Antoine N'Gossan

Personal information
- Full name: Jean-Etienne Antoine N'Gossan
- Date of birth: 30 November 1990 (age 35)
- Place of birth: Abidjan, Ivory Coast
- Height: 1.73 m (5 ft 8 in)
- Position: Midfielder

Youth career
- Académie de Sol Beni

Senior career*
- Years: Team / Apps / (Gls)
- 2007–2008: ASEC
- 2009–: Charlton Athletic
- 2009: → ASEC (loan)
- 2010: → SV Zulte Waregem (loan) / 0 / (0)
- 2010: → ASEC (loan)
- 2011: ASEC
- 2012: SOA

International career
- 2005: Ivory Coast Under-17
- 2008: Ivory Coast Under-21
- 2008: Ivory Coast Under-23 / 2 / (0)

= Antoine N'Gossan =

Ivorian footballer

Jean-Etienne Antoine N'Gossan (born 30 November 1990) is an Ivorian footballer who plays as a midfielder.

==Club career==
Born in Abidjan, N'Gossan began his career 2003 at Académie de Sol Beni and was promoted in 2007 to ASEC Mimosas.

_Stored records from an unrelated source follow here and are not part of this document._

PR #125, opened 2019-08-26
Description Enum Refactoring

jGleitz:
:warning: Do not merge this PR before #123 is merged!

As discussed in #123:

> I have divided the `Description` enums into types where they are used. This should either be placed into `DescriptionPathAssertion` or into `DescriptionBasic` if it is something we want to use in other places as well.
Maybe it makes even sense to move `TO_BE` and `NOT_TO` to `DescriptionBasic` - up to you if you want to do that as well

I moved all four constants to `DescriptionBasic`. `TO_BE` and `NOT_TO_BE` still exist in `DescriptionAnyAssertion` for backwards compatibility.

----


robstoll:
Perfect, would you like to do the same for de_CH Descriptions in translations/de_CH/?

jGleitz:
> Perfect, would you like to do the same for de_CH Descriptions in translations/de_CH/? 

I am not sure what you mean, I made the change in `DescriptionAnyAssertion` in both `en_GB` and `de_CH`.

robstoll:
> I am not sure what you mean, I made the change in DescriptionAnyAssertion in both en_GB and de_CH.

Along with Zoro Cyriac Gohi Bi, Troh César Hougnonhouon and Moussa Guindo, N'Gossan moved to Charlton Athletic on 18 January 2009.

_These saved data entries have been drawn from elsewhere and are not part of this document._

PR #140, opened 2019-09-07
Elaborate path assertions (existence, type, permissions)

### LINKED ISSUE #111: shortcut for Path.isDirectory and Path.isRegularFile
*Platform* (JVM, JS and/or Android): jdk8

## Code related feature
```
expect(Paths.get("xyz")).isDirectory()
expect(Paths.get("xyz")).isRegularFile()
//instead of
expect(Paths.get("xyz")).feature(Files::isDirectory) { toBe(true) }
expect(Paths.get("xyz")).feature(Files::isRegularFile) { toBe(true) }
```

*domain*
- extend PathAssertions with `isDirectory` and `isRegularFile` (as for `exists`)
- modify PathAssertionsBuilder, delegate to pathAssertions (as for `exists`)
- delegate implementation to robstoll-lib in PathAssertionsImpl (as for `exists`)

*lib*
- implement _isDirectory and _isRegularFile in pathAssertions.kt in robstoll-lib (I have already setup a dependency to niok which provides Path.isDirectory and Path.isRegularFile) => see _exists as example, better use a descriptive Assertion instead of creating a feature assertion, less noisy, more readable, I would use `DescriptionBasic.IS` as description

*api*
- add  `isDirectory` and `isRegularFile` (`exists` as guideline)  and `@since 0.9.0` (adopt to current version) to the KDOC
- extend PathAssertionsSpec in specs-common

## Your first contribution?
  ([Invite yourself](http://slack.kotlinlang.org/) in case you do not have an account yet).

### LINKED ISSUE #112: shortcut for Path. isReadable and isWritable
*Platform* (JVM, JS and/or Android): jdk8

## Code related feature
```
expect(Paths.get("xyz")).isReadable()
expect(Paths.get("xyz")).isWritable()
//instead of
expect(Paths.get("xyz")).feature(Files::isReadable) { toBe(true) }
expect(Paths.get("xyz")).feature(Files::isWritable) { toBe(true) }
```

*domain*
- extend PathAssertions with `isReadable` and `isWritable` (as for `exists`)
- modify PathAssertionsBuilder, delegate to pathAssertions (as for `exists`)
- delegate implementation to robstoll-lib in PathAssertionsImpl (as for `exists`)

*lib*
- implement _isReadable and _isWritable in pathAssertions.kt in robstoll-lib (I have already setup a dependency to niok which provides Path.isReadable and Path.isWritable) => see _exists as example, better use a descriptive Assertion instead of creating a feature assertion, less noisy, more readable, I would use `DescriptionBasic.IS` as description.

*api*
- add  `isReadable` and `isWritable` (`exists` as guideline)  and `@since 0.9.0` (adopt to current version) to the KDOC
- extend PathAssertionsSpec in specs-common

## Your first contribution?
  ([Invite yourself](http://slack.kotlinlang.org/) in case you do not have an account yet).

jGleitz:
Implements assertions for a path
 * being a directory
 * being a file
 * being readable
 * being writable

also adapts the existing existence assertions.

The implementation tries to give helpful hints about what actually happened in the file system, so users do not have to check themselves (checking might not even be possible). The implementation realises these hints
 * when the subject path does not exist, show the last existing parent directory
 * when one part of the subject’s path is a file, show
 * when one part of the subject’s path cannot be accessed, show this part and its permissions
 * show all symbolic links that have been involved in resolving the path.

Please note that I was often not sure which type of `Assertion` to use. I appreciate input on this.

Examples:

```
 assert: /tmp/spek10214843601528508958/test        (sun.nio.fs.UnixPath <1744723183>)
◆ to be: a file
  ⚬ was: a directory
```
```
assert: /tmp/spek10474502568126922701/__linkTo_exist        (sun.nio.fs.UnixPath <1409474925>)
◆ to: exist
    » followed the symbolic link /tmp/spek10474502568126922701/__linkTo_exist to /tmp/spek10474502568126922701/startFile/i/dont/exist
    » failure at parent path: /tmp/spek10474502568126922701/startFile        (sun.nio.fs.UnixPath <1011844624>)
      » was a file instead of a directory
```
```
assert: /tmp/spek12943295927624369491/a        (sun.nio.fs.UnixPath <1986769819>)
◆ to be: readable
      ❗❗ found a symbolic link loop: /tmp/spek12943295927624369491/a -> /tmp/spek12943295927624369491/b -> /tmp/spek12943295927624369491/a
    » access threw FileSystemException: /tmp/spek12943295927624369491/a: Zu viele Ebenen aus symbolischen Links or unable to access attributes of symbolic link
```
```
assert: /tmp/spek12594952494284002728/startDir/i/dont/exist        (sun.nio.fs.UnixPath <327819564>)
◆ to be: a directory
    » failure at parent path: /tmp/spek12594952494284002728/startDir        (sun.nio.fs.UnixPath <165175844>)
      » access was denied
      » the POSIX permissions are u=w g= o=
```
```
assert: /tmp/spek14050191638722983707/__linkTo_not-writable        (sun.nio.fs.UnixPath <1825779019>)
◆ to be: writable
    » followed the symbolic link /tmp/spek14050191638722983707/__linkTo_not-writable to /tmp/spek14050191638722983707/not-writable
    » a directory exists at this location, but it is not writable
    » the POSIX permissions are u=rx g= o=x
```
```
assert: /tmp/spek11308856912373601693/startDir/i/dont/exist        (sun.nio.fs.UnixPath <125066784>)
◆ to be: a directory
    » no file system entry exists at this location
    » the closest existing parent directory is /tmp/spek11308856912373601693/startDir
```

closes #111
closes #112

----


jGleitz:
@robstoll GitHub Actions are not configured for pull requests, so this PR is not being built on Windows. Can you fix this?

(Testing on Windows would be especially important for this PR).

domain/builders/atrium-domain-builders-common/src/main/kotlin/ch/tutteli/atrium/domain/builders/creating/anyAssertionsBuilders.kt
```diff
@@ -20,7 +20,7 @@ import kotlin.reflect.KClass
  * In detail, it implements [AnyAssertions] by delegating to [anyAssertions]
  * which in turn delegates to the implementation via [loadSingleService].
  */
-object AnyAssertionsBuilder : AnyAssertions {
+object AnyAssertionsBuilder : AnyAssertions by anyAssertions {
```
robstoll: please revert

domain/robstoll-lib/atrium-domain-robstoll-lib-jvm/build.gradle
```diff
@@ -8,6 +8,8 @@ ext.jacoco_additional = [
     prefixedProject('core-robstoll-lib-jvm'),
 ]
 
+spek.version = "$spek2_version"
```
robstoll: is this really required? I might be wrong but I thought spek2 is already available

domain/robstoll-lib/atrium-domain-robstoll-lib-jvm/build.gradle
```diff
@@ -20,7 +22,9 @@ dependencies {
     //TODO remove with 1.0.0
     implementation prefixedProject('api-cc-en_GB-jvm')
 
+    testImplementation spekExtensions()
     testImplementation prefixedProject('verbs-internal-jvm')
+    testImplementation prefixedProject('translations-en_GB-jvm')
```
robstoll: I guess this is not required

domain/robstoll-lib/atrium-domain-robstoll-lib-jvm/src/main/kotlin/ch/tutteli/atrium/domain/robstoll/lib/creating/filesystem/symbolicLinkResolving.kt
```diff
@@ -0,0 +1,101 @@
...
+ * Adds explanatory hints for all involved symbolic links to [hintList].
+ */
+fun addAllLevelResolvedSymlinkHints(
+    absolutePath: Path,
+    hintList: Deque<Assertion>
+) = addAllLevelResolvedSymlinkHints(absolutePath, hintList, LinkedList(), absolutePath)
+
+private fun addAllLevelResolvedSymlinkHints(
+    absolutePath: Path,
+    hintList: Deque<Assertion>,
```
robstoll: why not a Hashset?

domain/builders/atrium-domain-builders-common/src/main/kotlin/ch/tutteli/atrium/domain/builders/creating/anyAssertionsBuilders.kt
jGleitz: Oh, that was an experiment. Should not have been commited. Done.

domain/robstoll-lib/atrium-domain-robstoll-lib-jvm/build.gradle
jGleitz: Spek2 is not available and compilation fails without this line.

domain/robstoll-lib/atrium-domain-robstoll-lib-jvm/build.gradle
jGleitz: The translations are not available and compilation fails without this line.

domain/robstoll-lib/atrium-domain-robstoll-lib-jvm/src/main/kotlin/ch/tutteli/atrium/domain/robstoll/lib/creating/filesystem/symbolicLinkResolving.kt
jGleitz: For `hintList`: We never call `contains` or the like on it, using a `HashSet` would not bring any advantage, would it? (It would need to be `LinkedHashSet` because the hints are ordered)
For `visitedList`: We call `indexOf` on it, so i would not expect any gain from using a set, either.

domain/robstoll-lib/atrium-domain-robstoll-lib-jvm/build.gradle
robstoll: The actual problem is that this project depends on `verbs-internal-jvm` instead of `specs-jvm`. Could you please change that (was a failure on my part)? spekExtensions and translations are then not required anymore

domain/robstoll-lib/atrium-domain-robstoll-lib-jvm/src/main/kotlin/ch/tutteli/atrium/domain/robstoll/lib/creating/filesystem/symbolicLinkResolving.kt
robstoll: Sorry, making reviews on mobile, I intended to target visitedList not hintList
I think Set is more suitable for two reasons. 1) you don't want duplicate paths in the visitedList (I guess) and Set re-states this intention, this is the main reason IMO. 2) Set.contains is faster than LinkedList.indexOf as indexOf needs to travers the whole LinkedList if it isn't in there, having O(n) complexity in contrast to O(1) - however, the list will be small and only be used in case of an error where performance isn't key anyway.

domain/robstoll-lib/atrium-domain-robstoll-lib-jvm/src/main/kotlin/ch/tutteli/atrium/domain/robstoll/lib/creating/filesystem/symbolicLinkResolving.kt
```diff
@@ -0,0 +1,101 @@
...
+import ch.tutteli.atrium.reporting.RawString
+import ch.tutteli.atrium.translations.DescriptionPathAssertion.FAILURE_DUE_TO_LINK_LOOP
+import ch.tutteli.atrium.translations.DescriptionPathAssertion.HINT_FOLLOWED_SYMBOLIC_LINK
+import java.io.IOException
+import java.nio.file.Files
+import java.nio.file.Path
+import java.util.*
+
+inline fun explainForResolvedLink(path: Path, block: (realPath: Path) -> Assertion): Assertion {
+    val hintList = LinkedList<Assertion>()
```
robstoll: Just a matter of taste, you can keep it this way if you want. I would move it into addAllLevelResolvedSymlinkHints

domain/robstoll-lib/atrium-domain-robstoll-lib-jvm/src/main/kotlin/ch/tutteli/atrium/domain/robstoll/lib/creating/filesystem/symbolicLinkResolving.kt
```diff
@@ -0,0 +1,101 @@
...
+    val realPath = addAllLevelResolvedSymlinkHints(
+        path.toAbsolutePath(),
```
robstoll: I would also move the `toAbsolutePath` call into addAllLevelResolvedSymlinkHints the one which currently expects two arguments

domain/robstoll-lib/atrium-domain-robstoll-lib-jvm/src/main/kotlin/ch/tutteli/atrium/domain/robstoll/lib/creating/filesystem/symbolicLinkResolving.kt
```diff
@@ -0,0 +1,101 @@
...
+        hintList
+    )
+    val blockResult = block(realPath)
+    return if (hintList.isNotEmpty()) {
+        when (blockResult) {
+            is AssertionGroup -> hintList.addAll(blockResult.assertions)
```
robstoll: That seems smelly to me. An AssertionGroup has more than just the assertions. Why not just adding the group?

domain/robstoll-lib/atrium-domain-robstoll-lib-jvm/src/main/kotlin/ch/tutteli/atrium/domain/robstoll/lib/creating/filesystem/symbolicLinkResolving.kt
```diff
@@ -0,0 +1,101 @@
...
+import ch.tutteli.atrium.domain.builders.ExpectImpl
+import ch.tutteli.atrium.reporting.RawString
+import ch.tutteli.atrium.translations.DescriptionPathAssertion.FAILURE_DUE_TO_LINK_LOOP
+import ch.tutteli.atrium.translations.DescriptionPathAssertion.HINT_FOLLOWED_SYMBOLIC_LINK
+import java.io.IOException
+import java.nio.file.Files
+import java.nio.file.Path
+import java.util.*
+
+inline fun explainForResolvedLink(path: Path, block: (realPath: Path) -> Assertion): Assertion {
```
robstoll: maybe you can find a more descriptive name than block?

domain/robstoll-lib/atrium-domain-robstoll-lib-jvm/src/main/kotlin/ch/tutteli/atrium/domain/robstoll/lib/creating/filesystem/symbolicLinkResolving.kt
jGleitz: The key part here is that we want to call `indexOf`, and not `contains`! This is because `indexOf` gives us the number of items we can drop from `hintList` (because we do not want “followed symbolic link…” hints for links that a part of circle)

Regarding duplicates: We actually add a duplicated: the start of a loop. But this can be solved differently.

So would you still prefer a `LinkedHashSet`, even though the complexity will remain O(n)?

robstoll: Sorry, I am probably too tired now, I watched out for a use of visitedIndex other than `!= -1` and did not see it

domain/robstoll-lib/atrium-domain-robstoll-lib-jvm/src/main/kotlin/ch/tutteli/atrium/domain/robstoll/lib/creating/filesystem/symbolicLinkResolving.kt
```diff
@@ -0,0 +1,101 @@
...
+ */
+private fun addOneStepResolvedSymlinkHint(absolutePath: Path, resultList: Deque<Assertion>): Path? {
+    try {
+        val nextPath = Files.readSymbolicLink(absolutePath)
+        resultList.add(
+            ExpectImpl.builder.explanatory
+                .withExplanation(HINT_FOLLOWED_SYMBOLIC_LINK, absolutePath, nextPath)
+                .build()
+        )
+        return nextPath
```
robstoll: I would remove both `return` and turn this method into a method with expression body. But up to you

domain/robstoll-lib/atrium-domain-robstoll-lib-jvm/src/main/kotlin/ch/tutteli/atrium/domain/robstoll/lib/creating/filesystem/symbolicLinkResolving.kt
```diff
@@ -0,0 +1,101 @@
...
+        }
+    }
+    return currentPath
+}
+
+/**
+ * If [absolutePath] is surely a symlink, adds an explanatory hint to [resultList] and returns the link target.
+ * Return `null` and does not modify [resultList] otherwise.
+ */
+private fun addOneStepResolvedSymlinkHint(absolutePath: Path, resultList: Deque<Assertion>): Path? {
```
robstoll: I would rename resultList to hintList (or the other way round, rename hintList to resultList in other places)

jGleitz:
Note: making permission checks compatible to Windows will require significant changes to the PR.

robstoll:
I'll continue with my review tomorrow or next week. Regarding compatibility with Windows. I guess this is necessary, we cannot put something in which breaks on windows. Do you want to figure out how this can be done so that it works on windows as well?

domain/robstoll-lib/atrium-domain-robstoll-lib-jvm/src/main/kotlin/ch/tutteli/atrium/domain/robstoll/lib/creating/filesystem/symbolicLinkResolving.kt
```diff
@@ -0,0 +1,101 @@
...
+        return nextPath
+    } catch (e: IOException) {
+        // either this is not a link, or we cannot check it. The best we can do is assume it is not a link.
+        return null
+    }
+}
+
+private fun hintForLinkLoop(loop: List<Path>, startIndex: Int): Assertion {
+    val loopRepresentation = loop.subList(startIndex, loop.size).joinToString(" -> ")
+    return ExpectImpl.builder.explanatoryGroup.withWarningType.withAssertion(
```
robstoll: you could also use `withExplanatoryAssertion` instead of `withAssertion` and use a placeholder in `FAILURE_DUE_TO_LINK_LOOP` to pass the loopRepresentation

domain/robstoll-lib/atrium-domain-robstoll-lib-jvm/src/main/kotlin/ch/tutteli/atrium/domain/robstoll/lib/creating/pathAssertions.kt
```diff
@@ -1,18 +1,296 @@
...
+import java.nio.file.AccessDeniedException
+import java.nio.file.NoSuchFileException
 import java.nio.file.Path
+import java.nio.file.attribute.BasicFileAttributes
+import java.nio.file.attribute.PosixFilePermission
+import java.nio.file.attribute.PosixFilePermission.*
 
 fun <T : Path> _exists(assertionContainer: Expect<T>): Assertion =
-    ExpectImpl.builder.createDescriptive(assertionContainer, TO, RawString.create(EXIST)) { it.exists }
+    ExpectImpl.changeSubject.unreported(assertionContainer) {
```
robstoll: you could move 
```
    ExpectImpl.changeSubject.unreported(assertionContainer) {
        it.runCatchingIo { readAttributes<BasicFileAttributes>() }
    }.let { fileAttributesAssertionContainer ->
```
to an own function an reuse it here and in _existsNot

jGleitz:
I will work on Windows compatibility. However, I cannot predict how long it will take me.

domain/robstoll-lib/atrium-domain-robstoll-lib-jvm/build.gradle
jGleitz: Done.

domain/robstoll-lib/atrium-domain-robstoll-lib-jvm/src/main/kotlin/ch/tutteli/atrium/domain/robstoll/lib/creating/pathAssertions.kt
```diff
@@ -1,18 +1,296 @@
...
+                    is Success -> describeWas(result.value.fileType)
+                    is Failure -> hintForIoException(realPath, result.exception)
+                }
+            }
+        }
+        .withDescriptionAndRepresentation(TO_BE, RawString.create(typeName))
+        .build()
+}
+
+fun hintForActualPosixPermissions(filePermissions: Set<PosixFilePermission>) =
```
robstoll: could be made `private` as well no?

domain/robstoll-lib/atrium-domain-robstoll-lib-jvm/build.gradle
jGleitz: Done.

robstoll:
> I will work on Windows compatibility. However, I cannot predict how long it will take me.

That's fine, we are not in a rush

domain/robstoll-lib/atrium-domain-robstoll-lib-jvm/src/main/kotlin/ch/tutteli/atrium/domain/robstoll/lib/creating/filesystem/symbolicLinkResolving.kt
jGleitz: The list creation cannot be moved there because the function does not return a reference to the list. It just adds elements to it (hence the name).

I do not like having functions modify passed parameters. But returning a `Pair` is not much better, I think.

domain/robstoll-lib/atrium-domain-robstoll-lib-jvm/src/main/kotlin/ch/tutteli/atrium/domain/robstoll/lib/creating/filesystem/symbolicLinkResolving.kt
jGleitz: Done

domain/robstoll-lib/atrium-domain-robstoll-lib-jvm/src/main/kotlin/ch/tutteli/atrium/domain/robstoll/lib/creating/filesystem/symbolicLinkResolving.kt
jGleitz: Done.

domain/robstoll-lib/atrium-domain-robstoll-lib-jvm/build.gradle
jGleitz: Done.

domain/robstoll-lib/atrium-domain-robstoll-lib-jvm/build.gradle
jGleitz: Done.

domain/robstoll-lib/atrium-domain-robstoll-lib-jvm/src/main/kotlin/ch/tutteli/atrium/domain/robstoll/lib/creating/filesystem/symbolicLinkResolving.kt
jGleitz: Done.

domain/robstoll-lib/atrium-domain-robstoll-lib-jvm/src/main/kotlin/ch/tutteli/atrium/domain/robstoll/lib/creating/pathAssertions.kt
jGleitz: Done.

domain/robstoll-lib/atrium-domain-robstoll-lib-jvm/src/main/kotlin/ch/tutteli/atrium/domain/robstoll/lib/creating/pathAssertions.kt
jGleitz: Done.

domain/robstoll-lib/atrium-domain-robstoll-lib-jvm/src/main/kotlin/ch/tutteli/atrium/domain/robstoll/lib/creating/filesystem/symbolicLinkResolving.kt
jGleitz: I am trying to solve the following problem here:

The `block` will sometimes create an `ExplanatoryAssertionGroup`. If I include it directly, it will be indented, which I do not want. This is why I unwrap the `AssertionGroup` here.

You you have a better solution for this? I understand that the type check for `AssertionGroup` is not a good solution.

domain/robstoll-lib/atrium-domain-robstoll-lib-jvm/src/main/kotlin/ch/tutteli/atrium/domain/robstoll/lib/creating/filesystem/symbolicLinkResolving.kt
jGleitz: Good idea! Done.

domain/robstoll-lib/atrium-domain-robstoll-lib-jvm/src/test/kotlin/ch/tutteli/atrium/assertions/filesystem/SymbolicLinkResolvingSpec.kt
```diff
@@ -0,0 +1,182 @@
...
+                    get(1).describesLink(grandparentlink, grandparent)
+                    get(2).describesLink(innerLink, target)
+                    get(3).isSameAs(testAssertion)
+                }
+            }
+        }
+
+        it("adds an explanation for link loops") {
+            val a = tempFolder.tmpDir.resolve("linkA")
+            val b = tempFolder.newSymbolicLink("linkB", a)
```
robstoll: I was thinking that adding a test case with a relative symlink might be a good idea as well. e.g. 
```
val c = tempFolder.tmpDir.resolve("nonExisting").resolve("..").resolve("linkA")
val b = tempFolder.newSymbolicLink("linkB", c)
```

domain/robstoll-lib/atrium-domain-robstoll-lib-jvm/src/test/kotlin/ch/tutteli/atrium/assertions/filesystem/SymbolicLinkResolvingSpec.kt
```diff
@@ -0,0 +1,182 @@
...
+import ch.tutteli.atrium.domain.builders.ExpectImpl
+import ch.tutteli.atrium.domain.robstoll.lib.creating.filesystem.explainForResolvedLink
+import ch.tutteli.atrium.reporting.RawString
+import ch.tutteli.atrium.reporting.translating.TranslatableWithArgs
+import ch.tutteli.atrium.reporting.translating.Untranslatable
+import ch.tutteli.atrium.translations.DescriptionPathAssertion.FAILURE_DUE_TO_LINK_LOOP
+import ch.tutteli.atrium.translations.DescriptionPathAssertion.HINT_FOLLOWED_SYMBOLIC_LINK
+import ch.tutteli.spek.extensions.TempFolder
+import com.nhaarman.mockitokotlin2.any
+import com.nhaarman.mockitokotlin2.doReturn
```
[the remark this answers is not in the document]
robstoll: let's keep this we can switch to mockk later on

jGleitz:
I give up. On Windows, it seems to be impossible to tell from Java the difference between an empty folder and one that we may not read. I tried every trick and examination I could think of, but those two cases always look the same.

Windows programs _do_ know the difference, so there is a way on operating system level. But I have found no way from Java.

If nobody has another idea on how to differentiate these cases, I will stop trying and just add a comment on the assertions. This would be a shame because differentiating manually between missing files and ones that cannot be accessed can be difficult. It would have been very useful to report on that in atrium.

jGleitz:
Thinks that do _not_ work to differentiate between an empty and a not-readable folder:
* checking for the Exception type on child access (`NoSuchFileException` vs. `AccessDeniedException`)
* checking `isReadable` (or the file counterpart `canRead`)
* checking `isExecutable`
* listing the files using `Files.createDirectoryStream`, `File.list` or `File.listFiles`
* checking whether `..` exists in the directory
* examining the directory’s size
* examining the ACL manually, because I do not know which groups the current user is in

robstoll:
I'll take a look next week. @jGleitz is it OK for you if we merge the PR into a separate feature branch. I would continue from there (please push new changes beforehand)

jGleitz:
> is it OK for you if we merge the PR into a separate feature branch

absolutely. I will address the other points we discussed in this PR, push them on to a branch, tidy up the commits and then we can merge it into a feature branch.

jGleitz:
> I'll take a look next week.

Thank you!

robstoll:
I am actually unsure what you try to achieve. 
> This would be a shame because differentiating manually between missing files and ones that cannot be accessed can be difficult.

I guess you would like to give the hint that a file exists in case it is not readable and if it does not exist then check if the parent directory exists and is readable etc. Right? 
Following a scenario:
C:\tmp <- everyone has access
C:\tmp\noAccess <- only admin has access (user cannot even traverse/execute)
C:\tmp\noAccess\stillNoAccess\userFolder\test.txt <- java has access

Following a test program:
```
fun main(args: Array<String>) {
   var path: Path? = Paths.get("C:/tmp/noAccess/stillNoAccess/userFolder/test.txt")
   while(path != null){
       print(path)
       path = path.parent
   }
}
private fun print(path: Path) {
   println(path.absolutePathAsString)
   println("r: " + path.isReadable)
   println("e: " + path.exists)
   println("d: " + path.isDirectory)
   println("f: " + path.isRegularFile)
}
```
And the output for Windows 7
```
C:\tmp\noAccess\stillNoAccess\userFolder\test.txt
r: true     <-- works on Windows but not Ubuntu (see output below for without execution rights)    
e: true
d: false
f: true
C:\tmp\noAccess\stillNoAccess\userFolder
r: true
e: true
d: true
f: false
C:\tmp\noAccess\stillNoAccess
r: false       
e: false
d: false     <-- does not even know if it is a folder as it does not have access for noAccess
f: false
C:\tmp\noAccess
r: false      
e: false     <-- that's a surprise, if it is known to be a folder, it should be known that it exists
d: true      <-- this one works fortunately and could be used as fallback
f: false
C:\tmp
r: true
e: true
d: true
f: false
```
Giving the user the right to traverse the folder `noAccess` (but not reading it) gives different results:
```
C:\tmp\noAccess\stillNoAccess
r: false
e: false     <-- still false
d: true      <-- fallback works now though
f: false
```

Doing the same on ubuntu 19.04 with execution rights
```
/tmp/noAccess/stillNoAccess/userFolder/test.txt
r: true
e: true
e: false
d: false
f: true
/tmp/noAccess/stillNoAccess/userFolder
r: true
e: true
e: false
d: true
f: false
/tmp/noAccess/stillNoAccess
r: false
e: true       
e: false
d: true
f: false
/tmp/noAccess
r: false
e: true     <--- that's different than windows
e: false
d: true     <--- that's the same though
f: false
/tmp
r: true
e: true
e: false
d: true
f: false
```
Without execution rights:
```
/tmp/noAccess/stillNoAccess/userFolder/test.txt
r: false 
e: false     <--- out of luck, Windows is better in this regard
d: false
f: false
/tmp/noAccess/stillNoAccess/userFolder
r: false
e: false   
d: false   
f: false
/tmp/noAccess/stillNoAccess
r: false
e: false   <--- same picture as for Windows
d: false    
f: false
/tmp/noAccess
r: false
e: true
d: true
f: false
```

To conclude: As we can see, there are scenarios both on Windows and on Ubuntu (and other unix-based systems I guess) were we cannot tell the difference between not readable/not traversable/not existing.

I guess your implementation has to be changed as it makes sometimes assumptions which might not be true. However, I think your idea of providing diagnosis information is still very valuable. I would be more than happy if I get an error reporting which looks similar to:
```
expect: /tmp/noAccess/stillNoAccess/userFolder/test.txt  (sun.nio.fs.UnixPath <1744723183>)
◆ is: readable
  ⚬ we already checked for you:
   ✘ /tmp/noAccess/stillNoAccess/userFolder/test.txt exists
   ✘ /tmp/noAccess/stillNoAccess/userFolder exists
   ✘ /tmp/noAccess/stillNoAccess exists
   ✔ /tmp/noAccess exists
   ✘ /tmp/noAccess is readable
   ✔ /tmp/noAccess is a directory
```
This should still be possible no? (using the `isDirectory` fallback on Windows). Please let me know if this already brings you further, otherwise I dig deeper into it next week

jGleitz:
> Following a scenario:
> C:\tmp <- everyone has access
> C:\tmp\noAccess <- only admin has access (user cannot even traverse/execute)
> C:\tmp\noAccess\stillNoAccess\userFolder\test.txt <- java has access

Wait… this is possible? There can be a file I have access to even though I cannot access the parent? I did not know that. This is not possible on Linux, is it?

robstoll:
> This is not possible on Linux, is it?
See the examples above for ubuntu, it is possible. One cannot access test.txt if one does not have execution rights but otherwise the file can be accessed.

jGleitz:
Okay, it is _not_ possible on Linux:

> The directory can be accessed with cd; this is the only permission bit that in practice can be considered to be "inherited" from the ancestor directories, in fact if any folder in the path does not have the x bit set, the final file or folder cannot be accessed either, regardless of its permissions; see path_resolution(7) for more information. 

https://wiki.archlinux.org/index.php/File_permissions_and_attributes

I already feared I lacked fundamental operating system knowledge :sweat: 

Is it possible on Windows? I did a quick test and was not able to access a file in a folder I had no permission to, even if I explicitly disabled inheritance and gave myself permissions on the file.

jGleitz:
> One cannot access test.txt if one does not have execution rights but otherwise the file can be accessed.

Yes, okay, I knew that. But this does not break any assumption I have in the code.

robstoll:
> I did a quick test and was not able to access a file in a folder I had no permission to

Maybe they improved things, it worked on win7, one just needs to know the exact path. Traversing the directory structure is not possible but accessing `userFolder` directly works

robstoll:
Does the `isDirectory` fallback help you? to achieve your goals?

jGleitz:
> Does the isDirectory fallback help you? to achieve your goals?

I do not think so, but maybe I also got something wrong.

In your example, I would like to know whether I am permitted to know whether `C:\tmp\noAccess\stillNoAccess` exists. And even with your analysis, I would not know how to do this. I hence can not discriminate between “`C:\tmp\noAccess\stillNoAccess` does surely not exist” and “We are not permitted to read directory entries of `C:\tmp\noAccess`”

In January 2010, he joined Belgian side SV Zulte Waregem on a six-month from ASEC Mimosas with Zulte Waregem given an option to sign him permanently.

After his loan to Zulte Waregem, N'Gossan returned to ASEC Mimosas.

In January 2012 he left ASEC Mimosas and joined with Lamine Sogodogo to SO de l'Armée.

==International career==
N'Gossan has played with the Ivory Coast Under-17, in the qualification for the 2005 FIFA U-17 World Championship in Peru.
He represented his country at the 2008 Olympic Games. With the Ivory Coast Under-21 side, he played at the Toulon Tournament 2008 and participated at the 2009 African Youth Championship.